Ils ne resteront pas visibles longtemps. Nous déjeunons sous pressentiment envahit notre groupe et pour la première fois, nous enfilons instinctivement nos longues capes de pluie qui nous recouvrent totalement avec les sacs à dos. On a peine à voir à travers la pluie avec les capuchons serrés. De nombreux ruisseaux traversent le chemin et les papillons qui nous ont accompagné jusque là cèdent la place à une multitude de coccinelles. Nous devons prendre des précautions en posant chaque pied sur une pierre bancale ou dans la boue. La vallée est également de plus en plus escarpée jusqu’à nous étrangler pour l’arrivée pénible à notre lodge suivante, dans le hameau de Dovan.
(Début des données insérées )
PR #12559, opened 2018-09-17
Replace CV_USRTYPE1 for int64 to CV_32SC2 in Torch importer

dkurt:
```
allow_multiple_commits=1
```

### DIFF
--- a/modules/dnn/src/torch/torch_importer.cpp
+++ b/modules/dnn/src/torch/torch_importer.cpp
@@ -74,6 +74,18 @@ enum LuaType
     LEGACY_TYPE_RECUR_FUNCTION = 7
 };
 
+// We use OpenCV's types to manage CV_ELEM_SIZE.
+enum TorchType
+{
+    TYPE_DOUBLE = CV_64F,
+    TYPE_FLOAT  = CV_32F,
+    TYPE_BYTE   = CV_8U,
+    TYPE_CHAR   = CV_8S,
+    TYPE_SHORT  = CV_16S,
+    TYPE_INT    = CV_32S,
+    TYPE_LONG   = CV_32SC2
+};
+
 template<typename T>
 static String toString(const T &v)
 {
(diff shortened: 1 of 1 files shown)


modules/dnn/src/torch/torch_importer.cpp
```diff
@@ -257,7 +257,7 @@ struct TorchImporter
         case CV_32S:
             THFile_readIntRaw(file, (int*)storageMat.data, size);
             break;
-        case CV_USRTYPE1:
+        case CV_32SC2:
         {
             double *buf = storageMat.ptr<double>();
```
alalek: > `.ptr<double>()`

```
int64_t *buf = storageMat.ptr<int64_t>();
```

modules/dnn/src/torch/torch_importer.cpp
```diff
@@ -236,7 +236,7 @@ struct TorchImporter
     void readTorchStorage(int index, int type = -1)
     {
         long size = readLong();
-        Mat storageMat(1, size, (type != CV_USRTYPE1) ? type : CV_64F); //handle LongStorage as CV_64F Mat
+        Mat storageMat(1, size, (type != CV_32SC2) ? type : CV_64F); //handle LongStorage as CV_64F Mat
```
alalek: Check is not required here.

modules/dnn/src/torch/torch_importer.cpp
dkurt: @alalek, The thing is that it converts int64 data to doubles. I modified parser so now we use enum variables instead OpenCV's types.

modules/dnn/src/torch/torch_importer.cpp
```diff
@@ -236,36 +248,44 @@ struct TorchImporter
...
-        case CV_32S:
+        case TYPE_INT:
+            storageMat.create(1, size, CV_32S);
             THFile_readIntRaw(file, (int*)storageMat.data, size);
             break;
-        case CV_USRTYPE1:
+        case TYPE_LONG:
         {
+            storageMat.create(1, size, CV_64F);   //handle LongStorage as CV_64F Mat
             double *buf = storageMat.ptr<double>();
```
alalek: BTW, `.ptr<T>()` doesn't make type checks about `cv::Mat` elements like `.at<T>()` method do (in Debug mode).

PR #12565, opened 2018-09-17
Remove isIntel check from deep learning layers

dkurt:
remove `OCL_PERFORMANCE_CHECK(ocl::Device::getDefault().isIntel())` from deep learning layers.

Is there a way to test this PR on non Intel GPUs?

```
force_builders=Custom
test_opencl:Custom=ON
buildworker:Custom=linux-3
```

### DIFF
--- a/modules/core/src/ocl.cpp
+++ b/modules/core/src/ocl.cpp
@@ -3078,7 +3078,7 @@ bool Kernel::run(int dims, size_t _globalsize[], size_t _localsize[],
             dims == 1 ? 64 : dims == 2 ? (i == 0 ? 256 : 8) : dims == 3 ? (8>>(int)(i>0)) : 1;
         CV_Assert( val > 0 );
         total *= _globalsize[i];
-        if (_globalsize[i] == 1)
+        if (_globalsize[i] == 1 && !_localsize)
             val = 1;
         globalsize[i] = divUp(_globalsize[i], (unsigned int)val) * val;
     }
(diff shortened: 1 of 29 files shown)


alalek:
> OCL_PERFORMANCE_CHECK(...)

Can be forced via `OPENCV_OPENCL_PERF_CHECK_BYPASS=1` variable.

> DNN checks for Intel iGPU

can be forced via `OPENCV_DNN_OPENCL_ALLOW_ALL_DEVICES=1`.

---

Both are available without OpenCV recompilation.

modules/core/src/ocl.cpp
```diff
@@ -3078,7 +3078,7 @@ bool Kernel::run(int dims, size_t _globalsize[], size_t _localsize[],
             dims == 1 ? 64 : dims == 2 ? (i == 0 ? 256 : 8) : dims == 3 ? (8>>(int)(i>0)) : 1;
         CV_Assert( val > 0 );
         total *= _globalsize[i];
-        if (_globalsize[i] == 1)
+        if (_globalsize[i] == 1 && !_localsize)
```
alalek: @dkurt What test case requires this change?

dkurt: @alalek, With gemm for small matrices.
https://github.com/opencv/opencv/blob/efceafcb5fa51142e14fc10b1e163e22888e8fa6/modules/core/test/ocl/test_gemm.cpp#L148-L161

PR #12568, opened 2018-09-17
Update seamless_cloning.cpp

sturkmen72:
### This pullrequest changes
clean up the code

### DIFF
--- a/modules/photo/src/seamless_cloning.cpp
+++ b/modules/photo/src/seamless_cloning.cpp
@@ -47,64 +47,45 @@
 using namespace std;
 using namespace cv;
 
+static Mat checkMask(InputArray _mask, Size size)
+{
+    Mat mask = _mask.getMat();
+    Mat gray;
+    if (mask.channels() == 3)
+        cvtColor(mask, gray, COLOR_BGR2GRAY);
+    else
+    {
+        if (mask.empty())
+            gray = Mat(size.height, size.width, CV_8UC1, Scalar(255));
+        else
+            mask.copyTo(gray);
+    }
+
+    return gray;
+}
+
 void cv::seamlessClone(InputArray _src, InputArray _dst, InputArray _mask, Point p, OutputArray _blend, int flags)
 {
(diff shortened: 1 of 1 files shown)


modules/photo/src/seamless_cloning.cpp
```diff
@@ -72,36 +72,12 @@ void cv::seamlessClone(InputArray _src, InputArray _dst, InputArray _mask, Point
...
-    int lenx = maxx - minx + 1;
-    int leny = maxy - miny + 1;
-
-    int minxd = p.x - lenx/2;
-    int minyd = p.y - leny/2;
-
-    Rect roi_d(minxd,minyd,lenx,leny);
-    Rect roi_s(minx,miny,lenx,leny);
+    Rect roi_s = boundingRect(gray);
+    Rect roi_d(p.x - roi_s.width / 2, p.y - roi_s.height / 2, roi_s.width, roi_s.height);
```
sturkmen72: is it better like
`Rect roi_d(p.x - roi_s.width * 0.5, p.y - roi_s.height * 0.5, roi_s.width, roi_s.height);`

modules/photo/src/seamless_cloning.cpp
```diff
@@ -72,36 +72,12 @@ void cv::seamlessClone(InputArray _src, InputArray _dst, InputArray _mask, Point
...
 
     Mat destinationROI = dest(roi_d).clone();
 
-    Mat sourceROI = Mat::zeros(leny, lenx, src.type());
+    Mat sourceROI;
     src(roi_s).copyTo(sourceROI,gray(roi_s));
```
alalek: `create()` in `copyTo()` doesn't initialize matrix values with zeros.

modules/photo/src/seamless_cloning.cpp
alalek: Rect is 'int'-based type. No need to use '0.5' here (also compiler should generate warning here due implicit cast `float -> int`).

PR #12581, opened 2018-09-18
SSE2 code in invert() replaced with universal intrinsics

terfendail:
### This pullrequest changes
SSE2 code in invert() replaced with universal intrinsics


vpisarev:
:+1:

Contrairement aux précédents, l’endroit n’est guère attirant : coincé entre les pentes des montagnes en vis-à-vis, la lodge n’a qu’un rez-de-chaussée, une cour pavée – évidemment – et une salle commune avec deux tables carrées, adjointe d’une cuisine. Il règne une odeur de kérozène, utilisé pour chauffer la pièce humide. Certains prennent une douche (payante cette fois, mais plus tiède qu’à l’accoutumée). La pluie n’est pas de bonne augure, nous le sentons ; mais tous se blottissent autour d’une des tables : randonneurs, guide, assistants et porteurs, il n’y a donc plus cette barrière hiérarchique, source inutile de malaise à mes yeux.
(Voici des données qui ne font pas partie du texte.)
PR #12582, opened 2018-09-18
Dockerfile for OpenCV

shivarajnaidu:
Dockerfile for OpenCV added in this pull request..

Kindly review and merge it in mainstream.. because it will be useful have one for this kind of amazing framework

### DIFF
--- a/Dockerfile
+++ b/Dockerfile
@@ -1,0 +1,9 @@
+FROM ubuntu:18.04
+RUN apt update && apt upgrade -y
+RUN apt install wget git build-essential pkg-config cmake -y
+WORKDIR /root
+RUN git clone https://github.com/opencv/opencv.git --depth=1 && git clone https://github.com/opencv/opencv_contrib.git --depth=1
+RUN mkdir opencv/build
+WORKDIR /root/opencv/build
+RUN cmake ../ && make && make install && pkg-config --modversion opencv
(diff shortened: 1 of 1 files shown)


alalek:
No plans to add and/or maintain this "as is".
Consider moving this into OpenCV documentation (installation tutorials section).

Regarding docker file:
- missing recommended packages (like system libjpeg-dev, ffmpeg), check OpenCV tutorials
- pkg-config is deprecated and it is not supported. Use CMake.
- use multi stage docker files for build and production (nobody want image with 6Gb build folder)
- don't build under 'root'
- tests?
- OpenCL?
- Python?
- debug? development mode? volumes? usecase example?

P.S. We using docker in OpenCV CI actively.

shivarajnaidu:
Thank You for your quick response @alalek  

I don't have idea about building multistage OpenCV image.. I thought i would be useful if we can have some way to build docker image for opencv.. Can you please help me out on this.. to build Optimised docker image.. or if you already have one (as you said for CI builds you are using it) Please share those parts which would be very helpful for consumers to deploy opencv based applications..
if it is already available please share some docs realted to opencv-docker .

Thanks @alalek

shivarajnaidu:
Thank You Very much @mshabunin

vpisarev:
I think, this PR should be closed, because it's very incomplete. As suggested, this should be replaced with a tutorial (https://github.com/opencv/opencv/tree/master/doc/tutorials) on how to build and use OpenCV within Docker.

PR #12585, opened 2018-09-18
cuda: move CUDA modules to opencv_contrib

alalek:
**Merge with**: https://github.com/opencv/opencv_contrib/pull/1781

OpenCV 4.0+

The basic data structures (GpuMat etc.) will stay in the main repository.

```
```


vpisarev:
let's do it! :+1:

vmajor:
It does not compile on Ubuntu 18.04. Fails with the following message.

`n file included from /usr/include/host_config.h:50:0,
                 from /usr/include/cuda_runtime.h:78,
                 from <command-line>:0:
/usr/include/crt/host_config.h:121:2: error: #error -- unsupported GNU version! gcc versions later than 6 are not supported!
 #error -- unsupported GNU version! gcc versions later than 6 are not supported!
  ^~~~~
/media/1tb/opencv/opencv/modules/core/src/cuda/gpu_mat.cu:47:2: error: #error "opencv_cudev is required"
 #error "opencv_cudev is required"
  ^~~~~
`

PR #12587, opened 2018-09-19
ts: update valrind test filter

alalek:
- DNN: avoid very large models
- build filter per module
- fixed longTestFilter

[Validation build](http://pullrequest.opencv.org/buildbot/builders/3_4_valgrind-lin64-debug/builds/24)


alalek:
:+1:

PR #12589, opened 2018-09-19
Fix failure to request stddev of non-intrinsics

xoox:
Before this fix, the code would fail if only standard deviations of
extrinsic parameters are requested. While standard deviations matrix
should be computed if any set of standard deviations is requested. A
variable is added to represent this case.

### This pull request changes

It fixes a bug when only stddev of extrinsic parameters are requested.
To reproduce this bug, try to call `calibrateCamera` with
`stdDeviationsIntrinsics` set to `noArray()`, while
`stdDeviationsExtrinsics` set to a vector of `double`. After camera
calibration, check the elements of `stdDeviationsExtrinsics`.


vpisarev:
thanks! :+1:

PR #13435, opened 2018-12-14
cmake(java): add OPENCV_JAVA_SOURCE_VERSION / OPENCV_JAVA_TARGET_VERSION

### LINKED ISSUE #13434: Not possible to specify Java version during Java build
With the current setup, it is not possible to set the Java build version from the Cmake build properties. This is something that would be very useful, especially with the quicker release cycle of Java.

The ANT build easily supports it with setting source and target properties in the javac block

An example of this can be found at
https://github.com/wpilibsuite/opencv/commit/5b6ade06e8af0ce7b91147024b4dd5c2d75a554a

Would this be something that would be accepted as a PR (Configurable in the build of course, with the default still being not specifying anything like currently happens).

alalek:
resolves #13434

Usage:
```
cmake -DOPENCV_JAVA_SOURCE_VERSION=1.5 -DOPENCV_JAVA_TARGET_VERSION=1.8 ...
cmake --build . --target opencv_java_jar
```

### DIFF
--- a/cmake/OpenCVDetectApacheAnt.cmake
+++ b/cmake/OpenCVDetectApacheAnt.cmake
@@ -1,3 +1,6 @@
+set(OPENCV_JAVA_SOURCE_VERSION "" CACHE STRING "Java source version (javac Ant target)")
+set(OPENCV_JAVA_TARGET_VERSION "" CACHE STRING "Java target version (javac Ant target)")
+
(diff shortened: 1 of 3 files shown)


alalek:
@ThadHouse Does this patch work for you?

ThadHouse:
Sorry, I haven't had a chance to test yet. It looks good to me, an I'll try and test it later today.

alalek:
:+1:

Il est encore tôt dans l’après-midi, mais le jour tombe rapidement au creux de la vallée harcelée par la pluie qui redouble.
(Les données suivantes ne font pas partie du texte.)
PR #13379, opened 2018-12-06
RGB to/from Gray rewritten to wide intrinsics

savuor:
**Merge with extra**: https://github.com/opencv/opencv_extra/pull/560

### This pullrequest changes

* All conversions in `color_rgb.cpp` rewritten to wide universal intrinsics
* Platform-specific code removed
* `mRGBA2RGBA`: saturation added

master branch has different RGB2Gray coefficients so there will be separate PR

<cut/>

### Performance

<details>
<summary>Baseline AVX2</summary>

|Name of Test|rgb initial avx2|rgb wide avx2|rgb wide avx2 vs rgb initial avx2 (x-factor)|
|---|:-:|:-:|:-:|
|cvtColor8u::Size_CvtMode::(127x61, COLOR_BGR2BGR555)|0.011|0.004|3.09|
|cvtColor8u::Size_CvtMode::(127x61, COLOR_BGR2BGR565)|0.011|0.003|3.19|
|cvtColor8u::Size_CvtMode::(127x61, COLOR_BGR2GRAY)|0.006|0.004|1.55|
|cvtColor8u::Size_CvtMode::(127x61, COLOR_BGR5552BGR)|0.007|0.003|2.20|
|cvtColor8u::Size_CvtMode::(127x61, COLOR_BGR5552BGRA)|0.008|0.003|2.48|
|cvtColor8u::Size_CvtMode::(127x61, COLOR_BGR5552GRAY)|0.003|0.003|0.86|
|cvtColor8u::Size_CvtMode::(127x61, COLOR_BGR5552RGB)|0.007|0.003|2.11|
|cvtColor8u::Size_CvtMode::(127x61, COLOR_BGR5552RGBA)|0.008|0.003|2.41|
|cvtColor8u::Size_CvtMode::(127x61, COLOR_BGR5652BGR)|0.007|0.003|2.31|
|cvtColor8u::Size_CvtMode::(127x61, COLOR_BGR5652BGRA)|0.008|0.003|2.63|
|cvtColor8u::Size_CvtMode::(127x61, COLOR_BGR5652GRAY)|0.003|0.003|0.84|
|cvtColor8u::Size_CvtMode::(127x61, COLOR_BGR5652RGB)|0.007|0.003|2.24|
|cvtColor8u::Size_CvtMode::(127x61, COLOR_BGR5652RGBA)|0.008|0.003|2.40|
|cvtColor8u::Size_CvtMode::(127x61, COLOR_BGRA2BGR555)|0.005|0.004|1.05|
[...]

PR #13440, opened 2018-12-14
RGB to/from Gray rewritten to wide intrinsics (port to master)

savuor:
port of PR #13379 to master

### This pullrequest changes

See original PR description
The only difference is RGB2Gray integer coefficients set which are Q15 here (they were Q14 in 3.4 branch for backward compatibility).


alalek:
:+1:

Etant donné que nous allons bientôt aborder la haute montagne, notre guide donne les recommandations d’usage pour éviter le mal d’altitude. Pensif, il ajoute que nous devrons changer de programme si la pluie continue. Elle pourrait gâcher notre progression du lendemain et, en altitude, se transformerait en neige, ce qui peut effacer les traces du chemin menant au Sanctuaire des Annapurnas.
Au moment de se coucher, la pluie tombe désormais comme à la mousson. Cela ne nous laisse que peu d’espoir de la voir s’arrêter et chacun dans son lit envisage l’éventualité désagréable de devoir renoncer au but de l’expédition. Seul notre doyen est serein !
Le lendemain.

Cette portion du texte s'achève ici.